- Born: Marie-Louise Martin 1887 Lyon, France
- Died: 1914 (aged 26–27) L'Haÿ-les-Roses, Paris, France
- Occupations: Pilot; Aviation Pioneer
- Known for: 6th woman to receive pilot's license

= Marie-Louise Driancourt =

French pilot (1887 - 1914)

Marie-Louise Driancourt (née Martin, 1887–1914) was a pioneering French pilot. She was the sixth woman in the world to receive a pilot licence.

== Personal life ==
Marie-Louise Driancourt was born in Lyon, France in 1887, and later moved to Paris where she married and had three children. Her husband, an aviation enthusiast himself, encouraged her to take up flying, and she began flying lessons in 1910 at the Blériot school near Chartres.

== Flying career ==
In 1911 she transferred to the Caudron School at Le Crotoy. On June 15, 1911 she received her pilot licence, becoming the sixth woman in the world (fifth in France) to do so.
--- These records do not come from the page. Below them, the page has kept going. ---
PR #418, opened 2022-07-28
MS Defender TVM updates

venkatawunnava:
Problem
TVM was not bringing in ip address and tags. Customers also reported seeing inactive assets 

Solution
This pr brings in only Active assets and their ip addresses, tags

### DIFF
--- a/tasks/connectors/ms_defender_tvm/ms_defender_tvm.rb
+++ b/tasks/connectors/ms_defender_tvm/ms_defender_tvm.rb
@@ -133,13 +133,16 @@ module Kenna
             machine_id = vuln.fetch("deviceId")
             fqdn = vuln.fetch("deviceName")
 
-            get_ip(machine_id) if not my_array.include? machine_id
+            ip_json_response = get_ip(machine_id) unless my_array.include? machine_id
             my_array |= [machine_id]
-
+            unless ip_json_response.nil?
+               ipadd = ip_json_response["lastIpAddress"]
+               tagss = ip_json_response["machineTags"]
+            end
             # Get the asset details & craft them into a hash
             asset = {
               "external_id" => machine_id,
-              "ip_address" => $ipadd,
+              "ip_address" => ipadd,
               "fqdn" => fqdn,
               "hostname" => fqdn.split(".")[0],
               "os" => vuln.fetch("osPlatform"),
@@ -149,7 +152,7 @@ module Kenna
             }
 
             # Construct tags
-            tags = $tagss
+            tags = tagss
             # tags = []
             # tags << "MSDefenderTvm"
             # tags << "rbacGroup: #{vuln.fetch('rbacGroupName')}" unless vuln.fetch("rbacGroupName").nil?
--- a/tasks/connectors/ms_defender_tvm/ms_defender_tvm.rb
+++ b/tasks/connectors/ms_defender_tvm/ms_defender_tvm.rb
@@ -120,120 +120,121 @@ module Kenna
           vuln_json = vuln_json_response["value"]
 
           vuln_json.each do |vuln|
-              vuln_cve = vuln.fetch("cveId")
-              scanner_id = vuln_cve
-              if vuln_cve.start_with?("CVE")
-                vuln_cve = vuln_cve.strip
-              else
-                vuln_name = vuln_cve
-                vuln_cve = nil
+            vuln_cve = vuln.fetch("cveId")
+            scanner_id = vuln_cve
+            if vuln_cve.start_with?("CVE")
+              vuln_cve = vuln_cve.strip
+            else
+              vuln_name = vuln_cve
+              vuln_cve = nil
+            end
+
+            machine_id = vuln.fetch("deviceId")
+            fqdn = vuln.fetch("deviceName")
+
+            ip_json_response = get_ip(machine_id) unless machine_data.key?(machine_id)
+            unless ip_json_response.nil?
+              machine_data[machine_id] = ["ip_address" => ip_json_response["lastIpAddress"],
+                                          "tags" => ip_json_response["machineTags"],
+                                          "status" => ip_json_response["healthStatus"]]
+            end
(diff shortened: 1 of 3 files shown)


tasks/connectors/ms_defender_tvm/ms_defender_tvm.rb
```diff
@@ -83,7 +83,6 @@ def self.metadata
 
       def run(opts)
```
mukhansk, line 84: It would be even better to split the run method into smaller methods. But it’s more about code style and readability.

tasks/connectors/ms_defender_tvm/ms_defender_tvm.rb
```diff
@@ -121,111 +120,120 @@ def run(opts)
...
-            end
-
-            if asset_id.!= machine_id
-              if asset_count == batch_page_size
-                submit_count += 1
-                print_debug "#{submit_count} about to upload file"
-                filename = "microsoft_tvm_kdi_#{submit_count}.json"
-                kdi_upload("#{$basedir}/#{output_directory}", filename, @kenna_connector_id, @kenna_api_host, @kenna_api_key, false, 3)
-                asset_count = 0
+              vuln_cve = vuln.fetch("cveId")
```
mukhansk, line 123: There are too many spaces (4). Rubocop is configured so that tab should be 2 spaces. When you fix it, the Lint Code Base check will pass

tasks/connectors/ms_defender_tvm/ms_defender_tvm.rb
```diff
@@ -121,111 +120,120 @@ def run(opts)
...
+                  "details" => JSON.pretty_generate(details)
+                }
+
+                # craft the vuln def hash
+                vuln_def = {
+                  "scanner_identifier" => scanner_id,
+                  "scanner_type" => "MS Defender TVM",
+                  "name" => vuln_name
+                }
+                vuln_def[:cve_identifiers] = vuln_cve.to_s if !vuln_cve.nil? && !vuln_cve.empty?
```
mukhansk, line 230: I would recommend using this instead
`vuln_def[:cve_identifiers] = vuln_cve.to_s unless vuln_cve.nil? && vuln_cve.empty?`

The result is the same, but we got rid of two objections.

tasks/connectors/ms_defender_tvm/ms_defender_tvm.rb
```diff
@@ -121,111 +120,120 @@ def run(opts)
...
+
+              machine_id = vuln.fetch("deviceId")
+              fqdn = vuln.fetch("deviceName")
+
+              ip_json_response = get_ip(machine_id) unless machine_data.has_key?(machine_id)
+
+              unless ip_json_response.nil?
+                machine_data[machine_id] = ["ip_address" => ip_json_response["lastIpAddress"], "tags" => ip_json_response["machineTags"], "status" => ip_json_response["healthStatus"]]
+              end
+              # Get the asset details & craft them into a hash
```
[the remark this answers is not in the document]
venkatawunnava: rubocop didn't like moving `unless`. I update the rest though

tasks/connectors/ms_defender_tvm/ms_defender_tvm.rb
```diff
@@ -121,111 +120,120 @@ def run(opts)
...
+              else
+                vuln_name = vuln_cve
+                vuln_cve = nil
+              end
+
+              machine_id = vuln.fetch("deviceId")
+              fqdn = vuln.fetch("deviceName")
+
+              ip_json_response = get_ip(machine_id) unless machine_data.has_key?(machine_id)
+
```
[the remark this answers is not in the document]
venkatawunnava: changed

tasks/connectors/ms_defender_tvm/ms_defender_tvm.rb
venkatawunnava: I didn't touch this code but let me know if would still be needed?

tasks/connectors/ms_defender_tvm/ms_defender_tvm.rb
venkatawunnava: done

tasks/connectors/ms_defender_tvm/ms_defender_tvm.rb
venkatawunnava: same this code too. planning to leave this as is

tasks/connectors/ms_defender_tvm/ms_defender_tvm.rb
```diff
@@ -133,9 +132,19 @@ def run(opts)
...
 
+            ip_json_response = get_ip(machine_id) unless machine_data.key?(machine_id)
+            unless ip_json_response.nil?
+              machine_data[machine_id] = ["ip_address" => ip_json_response["lastIpAddress"],
+                                          "tags" => ip_json_response["machineTags"],
+                                          "status" => ip_json_response["healthStatus"]]
+            end
             # Get the asset details & craft them into a hash
+
+            next unless machine_data[machine_id].first.dig("status") == "Active"
```
annapoltieva, line 143: Is there a reason why `["ip_address" => ip_json_response["lastIpAddress"], "tags" => ip_json_response["machineTags"], "status" => ip_json_response["healthStatus"]] `needs to be a hash inside an array and not just a hash? That way you could fetch a status like machine_data[machine_id]["status"]

annapoltieva, line 143: I think, this would error with `undefined method `first' for nil:NilClass (NoMethodError)` if `ip_json_response` is `nil`

annapoltieva (changes requested):

venkatawunnava:
Going to close this one. It was kind of implemented with pipeline and would very quickly hit the microsoft limit 

`Rate limitations for this API are 100 calls per minute and 1500 calls per hour.`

For the remainder of the year she competed and participated in a number of exhibitions, including one in Pamplona, Spain, where she was commended for her achievements by Alfonso XIII. Driancourt was a member of the Aéroclub féminin la Stella, a women's flying club set up by Marie Surcouf in 1909.

In 1912, her husband was killed in a car accident. She appeared in one more exhibition, in April 1912 at Juvisy-sur-Orge, and it appears that she then ceased flying.

Driancourt died of illness in late 1914 at L'Haÿ-les-Roses.